Regarding claim 34, Aasberg-Petersen teaches wherein fabricating the resistive heating reactor comprises, obtaining an already manufactured resistive heating element, (“the macroscopic structure is 3D printed a metal additive manufacturing melting process,” page 5, lines 17-18), the catalytic component onto a surface of the already manufactured resistive heating element (“A ceramic coating, which may contain the catalytically active material, is provided onto the macroscopic structure,” page 5, lines 27-28; similarly, the Specification discloses in paragraph 00100 that the “second ink” forms a “coating” after being printed).

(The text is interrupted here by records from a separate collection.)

PR #14175, opened 2023-04-01
Illustrate how a Pubsub Subscription `ttl` would be specified as indefinite

ethankent:
Because of the way a human might skim this doc, some are likely to wind up with the wrong default value. Imagine that someone has gone straight to the `ttl` section and missed the reference to a 31 day default in the `expiration_policy` section. They would likely then create an empty `expiration_policy` block and get a validation error. After removing that block altogether the validation error would disappear, but they would be left with a 31 day expiration rather than the indefinite one they had desired.

### DIFF
--- a/website/docs/r/pubsub_subscription.html.markdown
+++ b/website/docs/r/pubsub_subscription.html.markdown
@@ -411,7 +411,7 @@ The following arguments are supported:
   (Required)
   Specifies the "time-to-live" duration for an associated resource. The
   resource expires if it is not active for a period of ttl.
-  If ttl is not set, the associated resource never expires.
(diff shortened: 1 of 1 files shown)


SarahFrench:
Hi @ethankent - could you please open a new PR in the upstream GoogleCloudPlatform/magic-modules repo for this change? I believe [you'd need to update this line](https://github.com/GoogleCloudPlatform/magic-modules/blob/2a32beb359a669581cfad2af5b98d072cc577d41/mmv1/products/pubsub/Subscription.yaml#L383) to cause the documentation to be updated like in this PR. Thanks!

Issue #422, opened 2018-05-16
Pull the latest pydevd changes from master


karthiknadig:

karthiknadig:
PR is ready. Pending code scan, estimated to be done by June 6th.

karthiknadig:
Moving this to June. since this wont be done till June  6th

PR #426, opened 2018-05-21
Update pydevd to 1.2

karthiknadig:
#422

Pending: regenerate the cpython files after merging. Probably will do this as a separate PR.


int19h:
Note that we'll need code scan to be complete before merging it.

karthiknadig:
@zooba is the code scanning done?

zooba:
@karthiknadig The scan is done, just waiting on an updated TPN from legal and distribution approval from management.

Issue #358, opened 2018-04-16
Performance hit debugging Django code


zooba:
While debugging Django templates, @qubitron noticed a big slowdown after adding a breakpoint. Every request after that was much slower than before.

We suspect this is because of tracing switching on due to the breakpoint, but not switching off. It also may be because tracing then goes through a lot of stdlib/Django code that it doesn't really need to trace.

qubitron:
More info, my specific repro steps are to F5 this app:
https://github.com/qubitron/stackoverflow-django

Browse to the ```/frameworks?language=Python``` page, results (using stopwatch app):
- OLD Debugger, first time load: 21s
- OLD Debugger, refresh page: 13s
- OLD debugger, run from first breakpoint to second: 13s
- OLD debugger, run from first breakpoint to second with just my code disabled: 13s
- OLD debugger, unset breakpoints and refresh: 13s
- NEW debugger, first time load: 12s
- NEW debugger, refresh page: 9s
- NEW debugger, run from first breakpoint to second: 26s
- NEW debugger, unset breakpoints and refresh: 27s

I had previously seen a greater difference between the two debuggers in the past, a 2-3x speedup on the new debugger for this exact same scenario with the page loading in about 5s on the new debugger, which makes me think something has been introduced that is causing a performance slowdown.

int19h:
Still investigating, but it appears to have something to do specifically with setting breakpoints while the app is running. If breakpoints are set before F5, then they don't affect perf substantially unless it's the same function/frame (and even then the slowdown is nowhere near as big). But if a breakpoint is set after, things slow down substantially.

This is regardless of where the breakpoint is (i.e. it can be in a different file that's not even loaded). It also applies to all code, not just Django; but Django templates are the worst affected, which is likely why you've noticed it there.

int19h:
Okay, so at this point I'm pretty sure that this is not a regression on our side, or that we're using pydevd in the wrong way - I have a condensed simplied repro showing similar results in LiClipse on stock pydevd (with none of our changes). @qubitron, can you give that a try as well, just to make sure that we're looking at the same issue here?

fabioz:
I actually started to take a look at this and my initial guess is not correct. This isn't really django-specific... to make it clear, there's still one issue with breakpoints on django templates in that it won't allow frames to be skipped, but this problem isn't really related to it.

[...]

PR #429, opened 2018-05-23
By default don't use frame evaluation as it conflicts with tracing fr…

fabioz:
…ames.

Partial fix for #358 (a final fix must take into account that the frame
evaluation and tracing debugger could be both working at the same time and avoid
a slowdown -- possibly by completely shutting down the frame evaluation
debugger).

Also includes a minor performance improvement when tracing frames.


ptvsd/_vendored/pydevd/_pydevd_frame_eval/pydevd_frame_eval_main.py
```diff
@@ -10,7 +10,7 @@
 enable_cache_frames_without_breaks = None
 dummy_trace_dispatch = None
 
-USE_FRAME_EVAL = os.environ.get('PYDEVD_USE_FRAME_EVAL', None)
+USE_FRAME_EVAL = os.environ.get('PYDEVD_USE_FRAME_EVAL', 'NO') # NO means don't use, anything else, use.
```
karthiknadig: >don't use, anything else, use [](start = 74, length = 29)

incomplete comment?

PR #449, opened 2018-05-30
Update cython with latest changes.

fabioz:


fabioz:
@karthiknadig this is a pull request to update the cython modules (which is needed after the latest changes I did).

It seems that it also updated a number of other places... so, should I actually be providing such a pull request or is this done as a part of the release process?

karthiknadig:
@zooba you had done this before. do you have any recommendation? 

Note that we may have update these files again after we are done merging #426

zooba:
I don't remember whether we regenerate the C file as part of sdist build, but pretty sure we're rebuilding it before producing the new pyd.

karthiknadig:
Since we will be taking the update to pydevd 1.2 in the next milestone. I am ok with taking this change. I will be merging this by noon. Let me know if there are any issues or reasons to block this.

PR #463, opened 2018-06-04
Clean up session handling in the daemon.

### LINKED ISSUE #459: Break on normal exit is not respected
Using Visual Studio
Enable Break on normal exit option

Result: Console does not wait for input at end of program

ericsnowcurrently:
This is part of the effort to fix gh-459.  While it doesn't fix it, it does clean up the Daemon code a little and resolves a potential issue with session lifecycle handling.  The solution for gh-459 will build on this.

### DIFF
--- a/ptvsd/__main__.py
+++ b/ptvsd/__main__.py
@@ -6,7 +6,7 @@ import argparse
 import os.path
 import sys
 
-from ptvsd._main import debug_main, run_main
+from ptvsd._local import debug_main, run_main
 from ptvsd.socket import Address
 from ptvsd.version import __version__, __author__  # noqa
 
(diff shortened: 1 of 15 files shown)


huguesv:
This didn't fix it for me :(

ericsnowcurrently:
How does PTVS use ptvsd?  Does is call the ptvsd CLI?  If so, does it run it as a server or a client?

huguesv:
From VS, we start up a process: `python.exe ptvsd_launcher.py <bunch of args>`, which calls into `ptvsd.debug()`
https://github.com/Microsoft/PTVS/blob/master/Python/Product/PythonTools/ptvsd_launcher.py#L111

karthiknadig:
PTVS uses it as a client.

ericsnowcurrently:
@huguesv Would you mind trying it again?

karthiknadig:
Tried this. It is not fixed yet.

ericsnowcurrently:
I'm going to merge this and then go from there.

karthiknadig:
Ok, go ahead

PR #467, opened 2018-06-06
Just my code

karthiknadig:


ptvsd/wrapper.py
```diff
@@ -1914,6 +1962,18 @@ def on_pydevd_thread_suspend(self, seq, args):
...
+        xframes = list(xml.thread.frame)
+        xframe = xframes[0]
+        filepath = unquote(xframe['file'])
+        if reason in STEP_REASONS or reason in EXCEPTION_REASONS:
+            if not self._should_debug(filepath):
+                self.pydevd_notify(pydevd_comm.CMD_THREAD_RUN, pyd_tid)
+                return
+            for filename in IMPORTLIB_BOOTSTRAP:
+                if filepath.endswith(filename):
+                    self.pydevd_notify(pydevd_comm.CMD_THREAD_RUN, pyd_tid)
```
fabioz: This should not be needed after I integrate the latest changes from pydevd to handle (see: https://github.com/fabioz/PyDev.Debugger/blob/master/_pydevd_bundle/pydevd_frame_utils.py#L44)

ptvsd/wrapper.py
```diff
@@ -1035,6 +1054,7 @@ def _parse_debug_options(self, debug_options):
             DJANGO_DEBUG=True|False
             WINDOWS_CLIENT=True|False
             DEBUG_STDLIB=True|False
+            JUST_NY_CODE=True|False
```
fabioz: typo: JUST_NY_CODE -> JUST_MY_CODE

ptvsd/wrapper.py
```diff
@@ -1864,6 +1886,32 @@ def version_str(v):
...
+    def on_setDebuggerProperty(self, request, args):
+        jmc = int(args.get('JustMyCodeStepping', 0))
+        self.debug_options['JUST_MY_CODE'] = jmc > 0
+        self.send_response(request)
+
+    def _is_stdlib(self, filepath):
+        for name in IMPORTLIB_BOOTSTRAP:
+            if filepath.endswith(name):
+                return True
+        for prefix in STDLIB_PATH_PREFIXES:
```
fabioz: If `IDE_PROJECT_ROOTS` and `LIBRARY_ROOTS` are properly set (after I'm able to integrate my latest changes) this could be handled by pydevd directly).

-- I plan on providing a pull request on Monday to address it as well as the other things I've worked on now that the pull request to move pydevd to 1.2 was integrated.

ptvsd/wrapper.py
```diff
@@ -127,28 +128,10 @@ def using_format(self, fmt):
...
-    ('ptvsd', 'wrapper.py'),
-    ('ptvsd', '_main.py'),
-    ('ptvsd', '_version.py'),
-    ('ptvsd', '__init__.py'),
-    ('ptvsd', '__main__.py'),
-]))
+PTVSD_DIR_PATH = os.path.dirname(__file__)
+DONT_TRACE_FILES = set((os.path.join(*elem) for elem in
+                        (('ptvsd', f) for f in os.listdir(PTVSD_DIR_PATH)
+                        if f.endswith('.py'))))
```
zooba: This is far less robust than you think. Better to do `import ptvsd` and then exclude any frame where its filename is within any of the elements of `ptvsd.__path__` (accounting for `normcase`, of course).

The aim is to avoid hitting the file system at all, and make no assumptions about whether the files actually exist on disk (or whether they are `.py` and not `.pyc` etc.)

ptvsd/wrapper.py
```diff
@@ -1864,6 +1866,51 @@ def version_str(v):
...
+        if self.debug_options.get('JUST_MY_CODE', False):
+            project_dirs = []
+            for path in sys.path + [os.getcwd()]:
+                is_stdlib = False
+                norm_path = os.path.normcase(path)
+                for prefix in STDLIB_PATH_PREFIXES:
+                    if norm_path.startswith(prefix):
+                        is_stdlib = True
+                        break
+                if path.endswith('ptvsd') or path.endswith('site-packages'):
```
zooba: How do these get hit without triggered the `STDLIB_PATH_PREFIXES` check? (And why not just put our `ptvsd` path in `STDLIB_PATH_PREFIXES` if it's because it may be bundled?)

ptvsd/wrapper.py
```diff
@@ -1864,6 +1866,51 @@ def version_str(v):
...
+                               '\t'.join(project_dirs))
+
+    def _is_stdlib(self, filepath):
+        for name in IMPORTLIB_BOOTSTRAP:
+            if filepath.endswith(name):
+                return True
+        for prefix in STDLIB_PATH_PREFIXES:
+            if prefix != '' and filepath.startswith(prefix):
+                return True
+        for name in DONT_TRACE_FILES:
```
zooba: Why not put `IMPORTLIB_BOOTSTRAP` values into `DONT_TRACE_FILES`?

ptvsd/wrapper.py
```diff
@@ -1864,6 +1866,51 @@ def version_str(v):
...
+            if filepath.endswith(name):
```
zooba: If `DONT_TRACE_FILES` is turned into a `tuple` at some point (once we know it's not going to be modified again) you can just do `if filepath.endswith(DONT_TRACE_FILES):` here for a (minor) perf improvement.

ptvsd/wrapper.py
```diff
@@ -1940,7 +1996,6 @@ def on_pydevd_thread_suspend(self, seq, args):
         if reason == 'exception':
             # Get exception info from frame
             try:
-                xframes = list(xml.thread.frame)
                 xframe = xframes[0]
```
zooba: if `xframes` is still valid here then so is `xframe`

ptvsd/wrapper.py
karthiknadig: The site-packages in the roaming directory is hard to detect, hence using explicit site-packages check (`C:\Users\kanadig\AppData\Roaming\Python\Python36\site-packages`). I had multiple, `ptvsd` folders, including one set via PYTHONPATH. This was one of the ways to get rid of all of them.

ptvsd/wrapper.py
karthiknadig: I used this list to tell pydevd to skip tracing on these files, in the frame tracing call back. See https://github.com/Microsoft/ptvsd/blob/master/ptvsd/_vendored/pydevd/_pydevd_bundle/pydevd_frame.py#L730
Are you suggesting we do this manually be removing frames when we suspend threads?

ptvsd/wrapper.py
karthiknadig: IMPORTLIB_BOOTSTRAP is no longer needed. I will remove that.

ptvsd/wrapper.py
karthiknadig: The don't trace files is supposed to be updated once when ptvsd loads. So, we should be able to use this.

ptvsd/wrapper.py
```diff
@@ -1908,12 +1955,21 @@ def on_pydevd_thread_suspend(self, seq, args):
...
         EXCEPTION_REASONS = {
             pydevd_comm.CMD_STEP_CAUGHT_EXCEPTION,
             pydevd_comm.CMD_ADD_EXCEPTION_BREAK
         }
 
+        xframes = list(xml.thread.frame)
+        xframe = xframes[0]
+        filepath = unquote(xframe['file'])
+        if reason in STEP_REASONS or reason in EXCEPTION_REASONS:
+            if not self._should_debug(filepath):
```
fabioz: Is this really needed? In which cases do you expect `ptvsd` to do this auto-run which `pydevd` is not doing out of the box? 

-- the cases not supported should probably be bugs against `pydevd` as doing this auto-run is much slower than doing the skip on `pydevd` directly.

karthiknadig: This is needed for Step over and Step out. For example: 
```python
import unittest

class MyTest(unittest.TestCase):
    def test_0(self):
        pass

if __name__ == '__main__':
    unittest.main()
```

Set breakpoint on line with `pass`. Then do step over, it will enter into `case.py` in `unittest`.

fabioz: Ok, got it... this really needs a `just my code` flag globally in `pydevd` or 2 new commands (to step over my code and step return to my code) -- can you create an issue for that (and mark as `upstream-pydevd`)?

Also, given this auto-run in the example below:

```
import unittest

class MyTest(unittest.TestCase):
    def test_0(self):
        pass  # break here

if __name__ == '__main__':
    try:
        unittest.main()
    except SystemExit:
        print('finish')
```

a `step over`/`step out` should end up in `print('finish')` right? -- I think that with the current code it'd finish the program as you're just making it run and not stop at the next possible location as would be expected (or maybe I missed something?) -- if that's the case, I think the auto-run should be disabled (and the support for step over/step return would have to wait for that feature to be implemented in the `pydevd` side).

karthiknadig: You are correct, currently we just continue and will not end up in `print('finish')`. I will remove the auto run code.

karthiknadig: Created a issue for step over/step return just my code : #477

ptvsd/wrapper.py
zooba: No, just suggesting changing the comparison function to do a `.startswith()` instead of `in` comparison.

ptvsd/wrapper.py
zooba: `site.getusersitepackages()` and `site.getsitepackages()` are your friends here.

karthiknadig: Ah! it is get`user`sitepackages. I missed that one. I will update this.

ptvsd/wrapper.py
```diff
@@ -1224,6 +1215,33 @@ def _process_debug_options(self, opts):
...
+
+        Note: for now we consider DEBUG_STDLIB = False as just-my-code.
+        """
+        dbg_stdlib = self.debug_options.get('DEBUG_STDLIB', False)
+        return not dbg_stdlib
+
+    def _apply_code_stepping_settings(self):
+        if self._is_just_my_code_stepping_enabled():
+            project_dirs = []
+            for path in sys.path + [os.getcwd()]:
```
DonJayamanne: I would change the condition to as follows:
```python
if path.endswith('ptvsd'):
    is_stdlib = True
else:
    for prefix in STDLIB_PATH_PREFIXES:
        if norm_path.startswith(prefix):
            is_stdlib = True
            break
```

ptvsd/wrapper.py
```diff
@@ -2038,6 +2073,7 @@ def on_pydevd_thread_suspend(self, seq, args):
         try:
             vsc_tid = self.thread_map.to_vscode(pyd_tid, autogen=False)
         except KeyError:
+            self.pydevd_notify(pydevd_comm.CMD_THREAD_RUN, pyd_tid)
```
DonJayamanne: Why is this necessary? If `pydevd` is sending some events, why are we calling back into PyDevD?

DonJayamanne: Feels like some workaround/hack for something.

karthiknadig: This is a case we we got a suspended event before create. This `try` catch was there to handle that issue. But there was another problem. If we don't have a reference for a thread, we would just return from this event. That means, user has no clue why their code is not running. 

I don't think we need to do the check any more, since we have the fix for the thread creation event. I will remove the try/catch. if this fails again then we have bigger problems.

ptvsd/wrapper.py
karthiknadig: will do

Issue #446, opened 2018-05-30
Stepping through Python C Extension


saulshanabrook:
First off, thank you for a wonderful experience stepping through Python code.

I am debugging a Python library that has some parts written in C (Numba). I notice that if I am in the debugger, I am not able to step through the parts written in C.

I would like to be able to do this, because these are often the most confusing parts, where having a debugger would be the most helpful.

I imagine this would be difficult to do, but I is it possible? I see there is some documentation for debugging C++ code in VS Code, so I wonder if that could somehow be combined with the Python debugger. 

I wasn't sure if I should open this here or https://github.com/Microsoft/vscode-python. If it's better suited there I can open a new issue.

ericsnowcurrently:
@zooba, know anything about this relative to VS Code?

int19h:
This requires a debugger that can handle both simultaneously. We do have such a thing for VS, but not for VSCode (it requires a native debugger that is mixed-mode-capable for us to hook into, and so far only VS has one).

https://docs.microsoft.com/en-us/visualstudio/python/debugging-mixed-mode-c-cpp-python-in-visual-studio

fabioz:
As a note, sometimes an easier setup is starting the debugger on python and then use the 'attach to' from the C++ debugger. 

Although if you're using the numba jit and want to debug that, I think you'll have a hard time debugging that in the C++ debugger too (may be easier to remove the `jit` declaration temporarily and debug in pure Python and then put the `jit` declaration back).

saulshanabrook:
> Although if you're using the numba jit and want to debug that, I think you'll have a hard time debugging that in the C++ debugger too

I am actually debugging numba's source code, not a jitted function.

> As a note, sometimes an easier setup is starting the debugger on python and then use the 'attach to' from the C++ debugger.

OK I will try that, thank you!

Issue #114, opened 2018-02-23
Break on uncaught exceptions not working when exception is raised from a background thread


int19h:
Python 3.6 32-bit + VSC
```py
import threading

def thread_func(n):
    raise Exception('argh')

th = threading.Thread(target = lambda: thread_func(1))
th.setDaemon(True)
th.start()

th = threading.Thread(target = lambda: thread_func(2))
th.setDaemon(True)
th.start()

#raise Exception('argh')
x = input("?")
print(x)
```
Set checkbox on "Uncaught exceptions", clear one on "Raised exceptions", and run. Note that exception is printed out to stdout, but there's nothing in VSC. Now uncomment the `raise` before `input` and run again - that one gets reported.

huguesv:
Is there a repro for this?

int19h:
I've updated the item with code.

Also, this behavior is identical in PyDev as well, so it's a pydevd limitation, and we'll need to fix it in there.

fabioz:
I started to take a look at this issue... Initially I thought it'd be possible to just use the hooks for thread creation, but this isn't really possible (it wouldn't work if the debugger is attached to a running program and threads don't really raise their exceptions) so, changing the approach to use the tracing facilities as is the case for handled exceptions.

The idea is that only a few frames have to be traced for the exception info to trace unhandled exceptions (others can remain untraced). 

Namely:

- `threading.py` needs to trace functions: `_bootstrap_inner` , `__bootstrap_inner`.
- a frame where `frame.f_back` has the pydevd.py file with the `run` function.
- a frame where `frame.f_back` is None.

fabioz:
I've finished implementing this feature on pydevd (on https://github.com/fabioz/PyDev.Debugger/commit/77819b14274814d865bac2f4debd09726bc3942e), but there are many conflicts to bring this to ptvsd because https://github.com/Microsoft/ptvsd/pull/426 is not integrated yet, so, instead of providing a pull request (which would make integrating https://github.com/Microsoft/ptvsd/pull/426 pretty difficult), I'll wait for that pull request to be integrated and then provide a pull request for this feature.

PR #471, opened 2018-06-11
Fixes issues dealing with handled and unhandled exceptions (#114, #446).

fabioz:


karthiknadig:
@ericsnowcurrently @DonJayamanne If there are no other comments, I will merge this EOD.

Aasberg-Petersen does not explicitly disclose printing the catalytic component onto a surface of the already manufactured resistive heating element (although Aasberg-Petersen teaches coating the catalytic component, Aasberg-Petersen does not explicitly disclose that the catalytic component is printed).
However, in the same fields of endeavor of electrical heating and using catalysts to convert fuel gases, Lee teaches printing the catalytic component (metal-containing catalyst 16, fig. 1A) onto a surface of the already manufactured resistive heating element (the diamonds are shown on the surface of the electrode 34, fig. 1A).
Therefore, it would have been obvious to one having ordinary skill in the art before the effective filing date to modify the invention of Aasberg-Petersen, in view of the teachings of Lee, by forming a mixed powder that includes a metal-containing catalyst, as taught by Lee, and that also includes the MoSi2 compound, as taught by Ploeg, in order to enhance the electrocatalytic activity of the oxygen reduction reactions caused by the electrodes for the advantage of higher current density at a lower overpotential, i.e., a higher reaction efficiency because of the presence of the catalyst (Lee, column 6, lines 45-63 and column 8, line 63-column 9, line 4).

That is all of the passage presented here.